As for the smaller one posted here,...thanks Jeffrey for pointing out it's Trichomanes javanicum, i've drawn a blank last time i asked regarding this plant ID. hopefully this is correct. search draws two different types. one from malaysia[not remotely resembling either maxi or mini] the other is 99% like one posted here originating from west africa... just wonder why genus name is so different...


----------



## standoyo (Aug 25, 2005)

at plant geek it lists Trichomanes javanicum as not a true aquatic plant
http://www.plantgeek.net/plant-281.htm

only one type of bolbitis there. Bolbitis heudelotii is Gymnoperis heudelotii
http://www.plantgeek.net/plant-40.htm

other searches makes one more


----------



## standoyo (Aug 25, 2005)

inspirational said:


> I can assure you that it won't grow tall because i have been keeping it for many months. It simply remains at that size.


agree...the normal B h outgrows the mini one in size while the mini one becomes a thick bush...


----------



## inspirational (Jul 8, 2005)

I am not convinced about the identity of the plant unless someone can take a close up photo.


----------



## standoyo (Aug 25, 2005)

here's a pix of the 'med' bolbitis since it isn't exactly mini!

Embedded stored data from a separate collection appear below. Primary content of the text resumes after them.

PR #3065, opened 2026-08-07
fix(conformance): only re-run e2e when the e2e label is the one just added

cmgrote:
Closes FND-48.

## Problem

Any label added to a PR that already carries `e2e` re-fired the entire full-DAG e2e suite. The gate asked whether the PR **carries** the label, not whether `e2e` was the label just **added** — and GitHub has no trigger-level filter for which label fired. So the size/, area/, dependency and review-state labels bots churn constantly each re-queued a 20–40 minute live-tenant run, with no relation to the change under test.

Two things compound it: the cross-CSP matrix (FND-6) makes every spurious trigger suites × clouds live tenants, and `cancel-in-progress: false` — deliberate, since cancelling mid-run abandons a live AE run — means each one *stacks* behind the last rather than replacing it.

## Fix

One term on every label gate reachable by a `labeled` event:

```yaml
(github.event.action != 'labeled' || github.event.label.name == '<label>')
```

Only a `labeled` payload carries `github.event.label`, so the term is inert on every other event: a real push (`synchronize`) still re-triggers, and adding — or re-adding — the label still triggers.

Five gates, not one:

| Workflow | Job | Label |
|---|---|---|
| `tests-reusable.yaml` | `discover-e2e` | `e2e` |
| `pull_request.yaml` | `build-sdk-base-image` | `e2e` |
| `pull_request.yaml` | `connector-tests` | `e2e` |
| `pull_request.yaml` | `sdr-k8s-e2e` | `e2e` |
| `pull_request.yaml` | `storage-integration` | `storage-integration` |

`storage-integration` had the identical defect in a subtler form — it OR'd the event check with the state check, which made the event arm dead code, since `contains(...)` alone is already true when the label was just added. AND-ing it is the fix.

`e2e-full-reusable.yaml` (the second pointer on the ticket) needed nothing: it is `workflow_dispatch`-only and carries no label gate.

## What this does and does not remove

Tenant time and queueing: gone. The skipped runs in the Actions list: still there — the filter is at job level, and GitHub has no trigger-level label filter, so the run is still created and then skips within seconds. Removing that noise means dropping `labeled` for an explicit signal (`workflow_dispatch`, a `/e2e` comment, a re-run button), which changes muscle memory for everyone using the label today. Out of scope here.

## Testing

The gate is a single expression, so per `docs/standards/ci.md` it stays inline — but "regression-tested" needs more than a grep. Two layers, because neither catches the other's failure mode:

1. **Repo-wide sweep** (`test_every_label_gate_reachable_by_a_labeled_event_is_event_aware`) — every workflow a `labeled` event can reach; any `contains(...labels...)` gate missing the term fails. This is the layer that catches the *next* one, which matters given the trigger shape is spreading across 17 connector repos. Textual, so it proves presence, not correctness.
2. **Behavioural** — lifts each real gate verbatim out of the YAML and evaluates it against synthetic webhook payloads (the acceptance table from the ticket: opened / synchronize / reopened / label added / label re-added / unrelated label added / no label, plus fork, dependabot and merge_group).

Layer 2 exists because `&&` binds tighter than `||` in GitHub expressions, so a term added one parenthesis out is a silently no-op gate. Mutation-checked both layers against a pre-fix gate and against a deliberately misplaced term:

| | sweep | behavioural |
|---|---|---|
| term missing entirely | catches | catches |
| term present, wrong precedence | **misses** | catches |

Layer 2 needed a GHA expression evaluator (`.github/scripts/tests/_gha_expr.py`, ~200 lines, 36 tests of its own). It models the operators and functions this repo's gates use and **raises** on everything else — a partial evaluator that silently treated an unknown construct as null would let a broken gate pass its own test, which is worse than no test. Same for context roots: reading one a scenario didn't supply raises rather than resolving to null, so a scenario cannot pass vacuously. Its tests also pin the GHA semantics that differ from Python's (case-insensitive `==`, `&&`/`||` returning an operand rather than a boolean, `'false'` being truthy).

Verified the downstream state is not new: a skipped `discover-e2e` is `_OK_OPTIONAL` in `verify_test_gate.py`, and a skipped `connector-tests` / `build-sdk-base-image` passes `verify_connector_gate_upstream.py`. Both are already the daily state on a PR without the label, so no required check changes colour.

Full `.github/scripts/tests` suite: 1357 passed. Pre-commit clean.

## Deliberately not done

**Concurrency.** `cancel-in-progress: false` untouched. Whether a *genuine* re-trigger should cancel an in-flight e2e is the separate decision the ticket flags, and it needs a cleanup path for an abandoned AE run to exist first. Added a test pinning it to `false` with that rationale recorded, so the decision cannot be made implicitly by someone flipping it in passing.

## Flagged, not fixed

`.github/workflows/scheduled-trivy-scan.yml` **is not valid YAML on `main`** — a heredoc body inside a `run: |` block sits at column 0, which terminates the block scalar. GitHub cannot run an invalid workflow, so the daily Trivy scan has presumably not been running since the Renovate bump in #2926. Not repaired here: fixing it *starts* a scan that files Linear tickets, which should not ride along on a CI-gating change. The repo-wide sweep tolerates the file rather than crashing on it, with the reason recorded inline. Worth its own ticket.

## Docs

- `docs/standards/ci.md` — new "Label gates must be event-aware" section (rule, why, what it does not fix, and why reusable workflows always count as reachable).
- `docs/standards/connector-ci-e2e.md` — connector-facing explanation, including "do not 'fix' the skipped runs by removing `labeled` from your trigger list", which would break the label workflow entirely.
- Bootstrap `tests.yaml` template — same warning as a comment. **Note:** C002 compares text, so this comment-only edit will show as WARN-only drift on already-bootstrapped connectors until they re-run bootstrap.

Also corrected one stale word in `connector-ci-e2e.md`: the pipeline table said the full-DAG suite is gated on an `e2e-full` label. No such label gate exists anywhere in the repo — it is `e2e` — and that row sits directly above the new section, so leaving it would have been a visible contradiction.

### DIFF
--- a/.github/scripts/tests/_gha_expr.py
+++ b/.github/scripts/tests/_gha_expr.py
@@ -1,0 +1,433 @@
+"""A GitHub Actions expression evaluator, for testing workflow `if:` gates.
+
+Job gates are conditional logic. `docs/standards/ci.md` says conditional logic
+must be testable, and for a *shell* branch the answer is "move it into a Python
+script". A job-level `if:` cannot move — GitHub evaluates it before any step
+runs — so the only way to regression-test one is to evaluate the real expression,
+lifted verbatim out of the workflow YAML, against synthetic event payloads.
+
+That is what this module is for. It is deliberately NOT a general GHA
+implementation: it covers the operators and functions the repo's gates actually
+use, and raises :class:`UnsupportedExpression` on anything else. Refusing loudly
+is the whole safety property — a partial evaluator that silently treated an
+unknown construct as null would let a broken gate pass its own test, which is
+worse than having no test.
+
+Modelled on the documented semantics in
+https://docs.github.com/actions/reference/workflows-and-actions/expressions —
+the fiddly parts being that `&&`/`||` return an *operand* rather than a boolean,
+that `==` on two strings is case-insensitive, and that mismatched types are cast
+to numbers (with NaN comparing false against everything, itself included).
+"""
+
+from __future__ import annotations
+
+import math
+import re
+from typing import Any, Callable, Iterable, Sequence
+
+__all__ = [
+    "UnknownContext",
+    "UnsupportedExpression",
+    "evaluate",
+    "truthy",
+]
+
+
+class UnsupportedExpression(Exception):
+    """The expression uses syntax or a function this evaluator does not model."""
+
+
+class UnknownContext(Exception):
+    """The expression reads a context root the caller did not supply.
+
+    Raised rather than resolved to null so a test cannot pass vacuously: if a
+    gate starts consulting ``needs`` or ``vars``, every scenario must say what
+    that context holds instead of silently inheriting "absent, therefore false".
+    """
+
+
+# ── Lexer ────────────────────────────────────────────────────────────────────
+
+# Order matters: two-character operators must be tried before their prefixes,
+# or `!=` lexes as `!` followed by a stray `=`.
+_TOKEN_RE = re.compile(
+    r"""
+    (?P<space>\s+)
+  | (?P<string>'(?:[^']|'')*')
+  | (?P<number>0[xX][0-9a-fA-F]+|[0-9]+(?:\.[0-9]+)?(?:[eE][-+]?[0-9]+)?)
+  | (?P<op>==|!=|<=|>=|&&|\|\||[<>!])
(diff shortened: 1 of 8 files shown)


cmgrote:
@sdk-resolve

you can compare it with the regular bolbitis you have.

a search of Trichomanes comes up the typical look of the genus http://images.google.com/images?hl=...q=trichomanes&btnG=Search&sa=N&tab=wi...which looks nothing like Gymnoperis heudelotti


----------



## Robert Hudson (Feb 5, 2004)

Guys, common... there is no specie of Bolbitis "Medium", "Small", or "large". There are two species of Bolbitis. One comes from Africa and one comes from Asia. Heteroclita... or something close to that, I do not feel like looking up the spelling, is the Asian variety and has three lobes to the leaf. Heudelotii i is the African variety, and it varies greatly in size and somewhat in shape and color from a dark green that is almost black to a very light green.

Trichomanes javanicum is what is typically called Borneo fern, and is a terrarium plant and will not grow under water or last very long under water. If there really is a "small form" of Bolbitis, which I highly doubt, it would have to be man made, and the African Bolbitis is collected from the wild not cultivated.


----------



## standoyo (Aug 25, 2005)

hi robert,
haha, just trying to get to the bottom of this

i'm pretty much sure it's different and probably man made as you suggested. 
i have one 2 ft tip to rhizhome and another less than a feet tip to rhizome.

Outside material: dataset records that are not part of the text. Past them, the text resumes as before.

PR #3066, opened 2026-08-07
ci(e2e): read app_id without PyYAML, which the e2e legs do not have

cmgrote:
The per-leg version check — the last gate before pytest — died at **0s in every e2e leg** ([run 31189457363](https://github.com/atlanhq/atlan-openapi-app/actions/runs/31189457363)):

```
##[error] reading app_id from atlan.yaml needs PyYAML, which is not importable.
          Pass --app-id explicitly instead.
```

…while the identical call in `prepare-tenant`, minutes earlier, worked fine.

## Why one worked and the other did not

The two call sites do not share an interpreter. `prepare-tenant` runs on the runner’s system Python, which has PyYAML. The leg runs **after `uv sync`** has put the connector’s venv on PATH, and PyYAML is only there if the connector happens to depend on it. `openapi` does not.

The module is **stdlib-only by design**, precisely so it can run before or outside an SDK install. Reaching for PyYAML gave it a dependency on whichever environment it landed in — that is the bug. The error message was even accurate, and still useless, because nothing in that step was ever going to pass `--app-id`.

## The fix

PyYAML when importable, a one-line scan when not. The scan is not a YAML implementation and does not try to be: it recognises exactly one scalar key at **column zero**, which is the shape `atlan.yaml` uses and the same field `parse_atlan_yaml.py` and the `atlan` CLI read.

**Column-anchored deliberately.** An indented `app_id` belongs to some nested stanza, and installing against one of those would look entirely successful while targeting a different app. That is the only direction here that could pass silently, so it is the first mutation below. Behind it, `validate_app_id` requires a UUID — so a mis-scan is a loud error rather than a wrong-app install, and there is a test asserting a non-UUID never reaches a request.

## Verification

4 mutations verified red: a nested `app_id` matched, the fallback removed, a missing `app_id` swallowed into empty-but-ok, and a commented-out `app_id` read.

1357 script tests pass; `pre-commit --all-files` clean.

## Where this leaves FND-31

Everything before this gate is now green on a live ARM tenant: multi-arch build → merge → publish → install → `SUCCEEDED` → version resolved and confirmed (`prepare-tenant` completed in **10s** on the converge-by-version no-op). This is the last plumbing failure between the install path and the DAG assertions actually running.

### DIFF
--- a/.github/scripts/e2e_tenant_app.py
+++ b/.github/scripts/e2e_tenant_app.py
@@ -297,6 +297,28 @@ def _env(*names: str) -> str:
     return ""
 
 
+#: A TOP-LEVEL ``app_id:`` line. Column-anchored deliberately: an indented
+#: ``app_id`` belongs to some nested block (a per-entrypoint or per-package
+#: stanza), and picking one of those up would install against the wrong app while
+#: looking entirely successful. Optional quotes are stripped and a trailing
+#: comment ignored.
+_APP_ID_LINE_RE = re.compile(r"^app_id[ \t]*:[ \t]*[\"']?([^\"'#\s]+)", re.MULTILINE)
+
+
+def _scan_app_id(text: str) -> str:
+    """Read a top-level ``app_id`` without a YAML parser.
+
+    Not a YAML implementation and not trying to be — it recognises exactly one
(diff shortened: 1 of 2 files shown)


cmgrote:
@sdk-resolve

they have been in my tanks for more than 7 months already. 
my friend's tank is the same... the new leaves of both come out different in same tanks. he couldn't tell because he mixed them up. he has like a few kilos of it [kid you not] 
i was trying to buy it off him since his has multiplied like crazy since i saw him 4 months ago. so i stood there for an hour sorting out the different types. i could tell even the ones where he tied two diff types on same piece of wood.
he asked how i could tell the diff...

the observations on the differences are, the bigger one is spikier in every way even when small...the stem extends out long[~8"] before the leaves branch out, along this stem there is some jagged leaves.
the smaller one has rounded lobes like the one i posted which does not look like the heteroclita you posted.[read quite a few articles on the krib, yours ] the bare stem area is very short[1-2" max with no jagged teeth leaves]

what gives?


----------



## Cavan Allen (Jul 22, 2004)

Robert Hudson said:


> Guys, common... there is no specie of Bolbitis "Medium", "Small", or "large". There are two species of Bolbitis.


There are many species of _Bolbitis_. Only a few are aquatic. _B. heteroclita_ is the Asian one that survives for a time submerged but doesn't really do anything.

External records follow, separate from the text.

PR #3067, opened 2026-08-07
fix(validation): decode transformed assets with from_atlas_json so relationships survive

AtMrun:
FND-113 · follow-up to BLDX-1555 / #2753 · thread: [#connectivity](https://atlanhq.slack.com/archives/C0BNCLLA74G/p1786103236535599)

## The problem

Asset validation has been reporting **~98% of the fleet's assets invalid**. Nothing is wrong with those assets — the validator cannot see their relationships.

| connector | runs | assets validated | reported failure rate |
|---|---|---|---|
| tableau | 361 | 162,792,017 | 98% |
| mssql | 301 | 15,846,584 | 100% |
| fivetran | 114 | 12,915,993 | 92% |
| athena | 57 | 4,266,547 | 100% |

Every failure is a create-time parent check: `one of table, table_partition, view, materialised_view is required for creation`, `atlan_schema is required for creation`, and so on.

## Root cause — a round-trip asymmetry

Connector transformed output carries relationships inside **`attributes`**, not `relationshipAttributes`. That is deliberate; `serialize_entity()` in the connector apps moves them:

```python
# Move relationship refs into attributes (publish app expects them there)
rel_attrs = data.pop("relationshipAttributes", None) or {}
attrs = data.get("attributes", {})
for key, value in rel_attrs.items():
    if value is not None:
        attrs[key] = value
```

`_deserialize` used `<ConcreteType>.from_json`, which decodes the strict nested shape and picks relationships up **only** from `relationshipAttributes`. So `column.table` came back `UNSET` and the hierarchy check fired on essentially every asset.

`from_atlas_json` flattens `attributes` and `relationshipAttributes` together before converting, so it accepts both shapes.

## Reproduction

Same Column, two encodings:

| | relationships location | `validate(for_creation=True)` |
|---|---|---|
| control | `relationshipAttributes` | **PASS** |
| treatment | `attributes` (what connectors write) | **FAIL** — exact production message |

`table_qualified_name` survives the round-trip; only the typed relationship is lost. Same failure for `Table` → `atlan_schema`, so it is the mechanism, not a Column quirk.

## This is a widening, not a swap

Records that already carry relationships under `relationshipAttributes` decode exactly as before — pinned by `test_relationships_in_relationship_attributes_still_work` and `test_both_shapes_agree`.

## Two incidental wins

- `from_atlas_json` resolves the concrete type itself, so the `typeName` probe struct and its decoder are gone.
- It decodes **~6x faster** than the per-class nested decoder — ~200k vs ~31k records/sec on this shape. That matters on the read path this module is explicitly optimised for; the module docstring's "no dict materialization" note is updated to match what now happens.

## What this does NOT change

The `for_creation=True` default stays. @ChristopherGrote is right that publish and its diff need the full asset set with inter-relationships, so relationships genuinely are required — with them decoding properly, those checks now pass on their own. An earlier draft of FND-113 proposed flipping that default; that was wrong and has been retracted.

## Tests

5 new tests, using the real production shape as the fixture:

- `test_relationships_in_attributes_survive_deserialization` — the bug
- `test_relationships_in_relationship_attributes_still_work` — no regression
- `test_both_shapes_agree` — the two encodings validate identically
- `test_concrete_type_is_still_resolved` — a generic `Asset` would silently skip every `for_creation` check
- `test_missing_parent_still_fails` — the fix must not blunt the check

Verified they catch the bug: reverting `_deserialize` to the old decode fails 2 of them with the exact production error. Full run: `tests/unit/validation` + `tests/unit/app` — 357 passed, 7 skipped. `ruff check` and `ruff format --check` clean.

## Open question for the reviewer

Why does publish expect relationships in `attributes`? Two readers of the same file currently disagree about its schema, and this PR fixes the reader rather than the disagreement. If the contract is worth aligning, the cleaner long-term fix is dropping the `serialize_entity` shuffle and having publish read `relationshipAttributes` — but that changes the on-disk contract every connector already writes, so I did not take it unilaterally.

I also only verified the hive mapper directly. If that `serialize_entity` shape is copy-pasted per connector rather than generated from one template, worth confirming they all agree.

### DIFF
--- a/application_sdk/validation/assets.py
+++ b/application_sdk/validation/assets.py
@@ -291,6 +291,11 @@ def _deserialize(raw: bytes) -> Asset:
     create-time parent check. Fleet-wide that read as ~98% of assets invalid
     when nothing was actually wrong with them.
 
+    The transformed-output schema is a cross-repo contract this repo consumes
+    but does not own. Follow-up: FND-119 tracks documenting it explicitly (and
+    adding a contract-level fixture) so a producer-side format change fails
+    loudly here instead of drifting silently.
+
     ``from_atlas_json`` accepts both shapes, so this is a widening, not a swap:
     payloads that already carry relationships under ``relationshipAttributes``
     decode exactly as before. It also resolves the concrete type itself, which
--- a/application_sdk/validation/assets.py
+++ b/application_sdk/validation/assets.py
@@ -6,17 +6,19 @@ walk (per-asset validation + referential-integrity second pass).
 
 Design constraints worth preserving if you edit this file:
 
-* **msgspec Structs only on the read path.** pyatlan_v9 assets *are*
-  ``msgspec.Struct`` instances; ``<ConcreteType>.from_json(bytes)`` decodes the
-  NDJSON line straight into the concrete typed Struct. We never build an
-  intermediate ``dict`` — the only decode besides the concrete one is a tiny
-  reusable probe that reads just ``typeName`` so we can pick the concrete class.
-* **Concrete type resolution is load-bearing.** ``Asset.from_json`` alone yields a
-  *generic* ``Asset`` whose ``.validate()`` is only the 3-field base check and
-  which drops every typed relationship attribute. Resolving the concrete class via
-  :func:`pyatlan_v9.model.transform.get_type` is what unlocks the rich
-  ``for_creation`` hierarchy checks and the typed parent relationships the
-  referential pass reads.
+* **Decode through ``from_atlas_json``, not ``<ConcreteType>.from_json``.**
+  The two disagree about where relationships live. ``from_json`` reads the
+  strict nested shape and picks them up **only** from ``relationshipAttributes``;
+  ``from_atlas_json`` flattens ``attributes`` and ``relationshipAttributes``
+  together first, so it accepts both. Connector transformed output puts
+  relationships in ``attributes`` on purpose (see ``serialize_entity`` in the
+  connector apps — "publish app expects them there"), which the strict decoder
+  silently dropped. It also resolves the concrete type itself and is ~6x
+  faster. See :func:`_deserialize`.
+* **Concrete type resolution is load-bearing.** A generic ``Asset`` has only the
+  3-field base ``.validate()`` and drops every typed relationship attribute.
+  Resolving the concrete class is what unlocks the ``for_creation`` hierarchy
+  checks and the typed parent relationships the referential pass reads.
 * **Relationships are discovered, not hard-coded.** The referential pass reads
   whatever relationship references each asset actually carries in the NDJSON
   (enumerated generically off the Struct's relationship-typed fields) and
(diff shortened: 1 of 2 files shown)


AtMrun:
## Widened the tests to every failing connector in production

The first round proved the mechanism on one shape (hive `Column` → `table`). That left open whether the fix generalises — particularly for **tableau, which is 79% of the fleet's validated assets**.

Harvested the real signatures from the `asset_validation_matrix` on the structured validation event, 2026-08-05..08: **14 `(connector, typeName, relationship)` tuples across 8 connectors and 13 asset types**, covering ~41k sampled failures.

| connector | type | relationship | prod error |
|---|---|---|---|
| tableau | TableauCalculatedField | `datasource` | `datasource is required for creation` |
| tableau | TableauDashboardField | `tableau_dashboard` | `tableau_dashboard is required for creation` |
| tableau | TableauDashboard | `workbook` | `workbook is required for creation` |
| fivetran | ColumnProcess | `process` | `process is required for creation` |
| fivetran | SalesforceField | `object` | `object is required for creation` |
| fivetran | SalesforceObject | `organization` | `organization is required for creation` |
| thoughtspot | ThoughtspotColumn | `thoughtspot_table` | `thoughtspot_table is required for creation` |
| mssql | Schema | `database` | `database is required for creation` |
| mssql | Procedure | `atlan_schema` | `atlan_schema is required for creation` |
| athena | Table / Column | `atlan_schema` / `table` | … |
| hive | Column | `table` | `one of table, table_partition, … is required for creation` |
| gcs | GCSObject | `gcs_bucket` | `gcs_bucket is required for creation` |
| cosmos | CosmosMongoDBCollection | `cosmos_mongo_db_database` | … |

Each case asserts **both halves** — the old strict decode drops the relationship and reproduces the exact production message, and the new decode reads it back with that message gone. The first half is what stops them passing vacuously: **reverting `_deserialize` fails 17 of 33**; with the fix, 33 pass.

### Two traps that gave a false green first

- `validate_asset()` returns **one joined string**, not a list of individual messages — membership has to be substring containment.
- Setting `table` **activates** companion checks that also mention "table" (`table_name is required for creation`). Matching on the field name reported a fix that had not happened. The assertions pin the full production phrase instead.

### What the fix does NOT clear — now pinned

`test_scalar_gaps_are_not_claimed_to_be_fixed`. Several production failures name plain attributes, not relationships:

- **fivetran Column** (16.7k samples) — also `schema_name`, `schema_qualified_name`, `database_name`, `database_qualified_name`, `order`
- **fivetran Table** (3.5k) — also the four schema/database scalars
- **hightouch ColumnProcess** — `qualified_name is required`, a base-check failure
- **cosmos Column**, **gcs GCSObject** — mixed

Those look like genuine gaps in the transformed data and this PR does not address them. By sampled count the split is roughly 41k relationship-only vs 24k mixed; **by asset volume the relationship-only cases dominate**, since tableau alone is 162M of the 206M validated assets and is relationship-only. So expect the board to drop sharply but not to zero — worth a separate look at fivetran once this lands.

`UnstructuredFolder.unstructured_container` (bridge, 44 samples) is deliberately excluded — that field does not exist on the pinned pyatlan_v9.

Full run: 373 passed, 7 skipped across `tests/unit/validation` + `tests/unit/app`. `ruff check` and `ruff format` clean.

cmgrote:
@sdk-resolve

There really are small and large forms of _B. heudelotii_. I wouldn't exactly call the smaller one small, but it does have shorter petioles and leaves that look a bit lacier. I've grown the two side by side for an extended period of time and could always tell the difference.

Why do you say specie? It's specie*s*. Specie is money in coin.


----------



## standoyo (Aug 25, 2005)

hi cavan,

so then perhaps an Bolbitis sp in the mean time then? haha... it's quite awhile for scientists to come to concensus then? 

hmmm, just a thought...aren't scientists/aquascapers supposed to get excited over something new like this? :violin: 

a bolbitis that won't crowd your 50gallon? :madgrin: [smilie=u:


----------



## Cavan Allen (Jul 22, 2004)

Somebody somewhere knows what all this stuff is. It's just a matter of finding out who.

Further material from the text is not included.